1 レーザーの準備
文=Steve Cockerrill and Jacqueline Ellis
他の必要なもの
ウインドインジケーター(風見)は、非常に軽い風の中やダウンウインドで役に立つ。マスト・トップ(最近ではほとんど見かけない)、バウ・アイ、マストの前などにつけることができる。マストのグースネックの前にひもで結びつける(図1-14)のが一般的だ。この位置だと、アウトホールを持ち上げておくことができるし、視野の中に捉えやすい。

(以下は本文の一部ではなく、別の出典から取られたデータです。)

PR #1089, opened 2024-03-20
v1/api: Validate Blueprint name (HMS-3801)

ezr-ondrej:
Validates name to regexp and adds uniqueness constraint for Blueprint.

Refs HMS-3801

### DIFF
--- a/internal/v1/handler_blueprints.go
+++ b/internal/v1/handler_blueprints.go
@@ -6,15 +6,23 @@ import (
 	"fmt"
 	"net/http"
 	"net/url"
+	"regexp"
 	"strconv"
 	"time"
 
+	"github.com/jackc/pgerrcode"
+	"github.com/jackc/pgx/v5/pgconn"
 	openapi_types "github.com/oapi-codegen/runtime/types"
 	"github.com/osbuild/image-builder/internal/common"
 	"github.com/osbuild/image-builder/internal/db"
 
 	"github.com/google/uuid"
 	"github.com/labstack/echo/v4"
+)
+
+var (
+	blueprintNameRegex         = regexp.MustCompile(`\S+`)
+	blueprintInvalidNameDetail = "The blueprint name must contain at least two characters."
 )
 
 type BlueprintBody struct {
@@ -59,6 +67,15 @@ func (h *Handlers) CreateBlueprint(ctx echo.Context) error {
 		return err
 	}
 
+	if !blueprintNameRegex.MatchString(blueprintRequest.Name) {
+		return ctx.JSON(http.StatusUnprocessableEntity, HTTPErrorList{
+			Errors: []HTTPError{{
+				Title:  "Invalid blueprint name",
+				Detail: blueprintInvalidNameDetail,
+			}},
+		})
+	}
+
 	id := uuid.New()
 	versionId := uuid.New()
 	ctx.Logger().Infof("Inserting blueprint: %s (%s), for orgID: %s and account: %s", blueprintRequest.Name, id, userID.OrgID(), userID.AccountNumber())
@@ -69,6 +86,16 @@ func (h *Handlers) CreateBlueprint(ctx echo.Context) error {
 	err = h.server.db.InsertBlueprint(ctx.Request().Context(), id, versionId, userID.OrgID(), userID.AccountNumber(), blueprintRequest.Name, desc, body)
 	if err != nil {
 		ctx.Logger().Errorf("Error inserting id into db: %s", err.Error())
+
+		var e *pgconn.PgError
+		if errors.As(err, &e) && e.Code == pgerrcode.UniqueViolation {
+			return ctx.JSON(http.StatusUnprocessableEntity, HTTPErrorList{
+				Errors: []HTTPError{{
+					Title:  "Name not unique",
+					Detail: "A blueprint with the same name already exists.",
+				}},
+			})
+		}
 		return err
 	}
 	ctx.Logger().Infof("Inserted blueprint %s", id)
@@ -121,6 +148,15 @@ func (h *Handlers) UpdateBlueprint(ctx echo.Context, blueprintId uuid.UUID) erro
 	body, err := json.Marshal(blueprint)
 	if err != nil {
 		return err
+	}
+
+	if !blueprintNameRegex.MatchString(blueprintRequest.Name) {
+		return ctx.JSON(http.StatusUnprocessableEntity, HTTPErrorList{
+			Errors: []HTTPError{{
+				Title:  "Invalid blueprint name",
+				Detail: blueprintInvalidNameDetail,
+			}},
+		})
 	}
 
 	versionId := uuid.New()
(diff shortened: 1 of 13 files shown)


internal/v1/handler_blueprints.go
```diff
@@ -17,6 +20,10 @@ import (
 	"github.com/labstack/echo/v4"
 )
 
+const (
+	blueprintNameRegex = `^[a-zA-Z0-9][a-zA-Z0-9-_ ]+[a-zA-Z0-9]$`
```
lzap, line 24: I suggest to always put dash as the last character because this can accidentally create range.

Is this because this is turned into compose name which has these constraints?

internal/v1/handler_blueprints.go
```diff
@@ -59,11 +66,29 @@ func (h *Handlers) CreateBlueprint(ctx echo.Context) error {
...
 	}
 
+	if !regexp.MustCompile(blueprintNameRegex).MatchString(blueprintRequest.Name) {
+		return ctx.JSON(http.StatusUnprocessableEntity, HTTPErrorList{
+			Errors: []HTTPError{{
+				Title:  "Invalid blueprint name",
+				Detail: "The blueprint name must start and end with an alphanumeric character and may contain alphanumeric characters, underscores, hyphens, and spaces.",
+			}},
+		})
+	}
```
lzap, line 76: You can move the `MustCompile` to the constant (or `init()`) so the regexp is compiled only once, not on every request.

internal/v1/handler_blueprints.go
```diff
@@ -59,11 +66,29 @@ func (h *Handlers) CreateBlueprint(ctx echo.Context) error {
...
+		var e *pgconn.PgError
+		if errors.As(err, &e) && e.Code == pgerrcode.UniqueViolation {
+			return ctx.JSON(http.StatusUnprocessableEntity, HTTPErrorList{
+				Errors: []HTTPError{{
+					Title:  "Name not unique",
+					Detail: "A blueprint with the same name already exists.",
+				}},
+			})
+		}
 		ctx.Logger().Errorf("Error inserting id into db: %s", err.Error())
```
lzap, line 92: Move the log statement to the beginning of the block so it is logged on unique violation too.

internal/v1/handler_blueprints.go
```diff
@@ -119,6 +144,15 @@ func (h *Handlers) UpdateBlueprint(ctx echo.Context, blueprintId uuid.UUID) erro
...
 
+	if !regexp.MustCompile(blueprintNameRegex).MatchString(blueprintRequest.Name) {
+		return ctx.JSON(http.StatusUnprocessableEntity, HTTPErrorList{
+			Errors: []HTTPError{{
+				Title:  "Invalid blueprint name",
+				Detail: "The blueprint name must start and end with an alphanumeric character and may contain alphanumeric characters, underscores, hyphens, and spaces.",
+			}},
+		})
+	}
+
```
lzap, line 155: You should really compile just once during startup of the application :-)

lzap (changes requested):
Few nitpicks.

internal/v1/handler_blueprints.go
ezr-ondrej: nope, just me adding the regexp manually randomly ... happy to switch around
I've excluded special characters here just for convenience, but I'm transposing to image name here: #1093 so we can just drop the special characters there and allow anything here as long as it starts with word? :shrug:

ezr-ondrej: While thinking about it, I think we can allow smiley faces in the name, might be cool and doesn't hurt anything.
Let's go with just requiring non-empty (contains word)

internal/v1/handler_blueprints.go
```diff
@@ -59,12 +66,31 @@ func (h *Handlers) CreateBlueprint(ctx echo.Context) error {
 		return err
 	}
 
+	if !blueprintNameRegex.MatchString(blueprintRequest.Name) {
+		return ctx.JSON(http.StatusUnprocessableEntity, HTTPErrorList{
+			Errors: []HTTPError{{
+				Title:  "Invalid blueprint name",
+				Detail: "The blueprint name must start and end with an alphanumeric character and may contain alphanumeric characters, underscores, hyphens, and spaces.",
```
avitova, line 73: This does not quite match the regex, right? It can start/end with the space, we just need some characters that are not whitespace.

internal/v1/handler_blueprints.go
```diff
@@ -119,6 +145,15 @@ func (h *Handlers) UpdateBlueprint(ctx echo.Context, blueprintId uuid.UUID) erro
...
```
avitova, line 152: ditto

internal/v1/handler_blueprints.go
ezr-ondrej: ah, correct, thanks!

internal/v1/handler_blueprints.go
lzap: If this is not coming from an existing constraint, everything in 2024 is UTF8 and I would not filter out non-ASCII languages like Japanese or Chinese for no reason.

lzap:
I propose not to put any constraint on the blueprint name other than length, look it works just fine with non-alphanums:

image

internal/v1/handler_blueprints.go
ezr-ondrej: in #1093 I'm transposing it to machine friendly (asci) image name, so if there is no ascii chars, it will result in `___-____-___-____` image name :thinking: not sure if that's what we want xD
But why not :)

jrusz:
> I propose not to put any constraint on the blueprint name other than length, look it works just fine with non-alphanums:
> 
> image

What about the image names then? Are all the clouds ok with such names?

lzap:
Good point, let’s see:

image

ezr-ondrej:
> Are all the clouds ok with such names?

Well, it seems they are, because we do not send the names of images to the cloud, we send uuids instead today xD
So once we will send the image names, it might get tricky, but I suppose we can fix that on image level and do not limit blueprints for that :+1:

jrusz:
Hmm, so if it sends the UUID then it's fine to have whatever blueprint name, but I suppose customers who were used to name their image and find it under the same name in the cloud they would not appreciate this change and I suppose we want to keep the current behavior...

ezr-ondrej:
> I suppose customers who were used to name their image and find it under the same name in the cloud they would not appreciate this change and I suppose we want to keep the current behavior

It always worked this way (using UUID in the cloud). We should fix it so customers can find the image by it's expected name (and we were targeting it already), but IMO that's out of scope here :)

lzap:
I am pretty sure that AWS tags do support UTF-8 so it will work on EC2, if any other cloud does not let us send non-alphanum image names, well, we can just keep using UUID in the future and ask customers to create tickets for them.

avitova:
LGTM:)

ezr-ondrej:
Any other comments @lzap ? :)

ezr-ondrej:
This is :green_apple: any takers? :)

internal/v1/handler_blueprints.go
```diff
@@ -17,6 +20,11 @@ import (
 	"github.com/labstack/echo/v4"
 )
 
+var (
+	blueprintNameRegex         = regexp.MustCompile(`\S+`)
+	blueprintInvalidNameDetail = "The blueprint name must contain at least two characters."
```
lzap, line 25: Hmm isn’t `\S+` one or more characters?

lzap (approved):
Thanks.

PR #1093, opened 2024-03-21
v1/api: Image name transposition from Blueprint name (HMS-3801)

ezr-ondrej:
On composing Blueprint, transpose its name to image name,
that's machine friendly, unlike Blueprint name that's human readable.

Refs HMS-3801

Follow-up for #1089

### DIFF
--- a/internal/v1/handler_blueprints.go
+++ b/internal/v1/handler_blueprints.go
@@ -8,6 +8,7 @@ import (
 	"net/url"
 	"regexp"
 	"strconv"
+	"strings"
 	"time"
 
 	"github.com/jackc/pgerrcode"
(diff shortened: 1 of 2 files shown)


lzap:
Not a fan of ignoring nations who do not use latin characters, Go UTF implementation is really good and there are simple ways now to filter out non-pritable characters while keeping the others. If alphanum is a requirement by composer, maybe we can talk about lifting this requirement. If that cannot be achieved, well, this is the way to go then.

ezr-ondrej:
> If that cannot be achieved, well, this is the way to go then.

I'm actually not sure where there is no support for UTF, I think it was an Azure image name. But I agree we might just fix it per the offender and not everywhere :thinking:

ezr-ondrej:
ok, lets abandon it for now ;)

図1-14 ウインド・インジケーター。他艇のメインシートに引っ掛けられたりしてなくならないように、ヒモでグースネックにつながれている。インジケーターは上下逆にしてもよい
レーザーでは、風のシフトを見つけるためにコンパスが使われる。もちろん、人によってはコンパスなしで、他のボートとのセイリングアングルの違いに注意することで風のシフトを見つけることができる。しかし、スタートや下マーク回航の直後に、ヘッダーの中にいるのかリフトの中にいるのか見分けるのは簡単ではない。そんな状況ではコンパスがあった方が有利だ。コンパスの使用方については8章で述べる
Silvaのレース用コンパスは、103Rはレーザーのために設計されており、最も一般的だ(図1-15)。タクティカル・スケールは、読みやすく、使いやすい。ベースプレートにコンパスをマウントするだけで準備ができる!コンパス・カードは赤道と北半球、南半球用があるので、エリアに合ったものを使う。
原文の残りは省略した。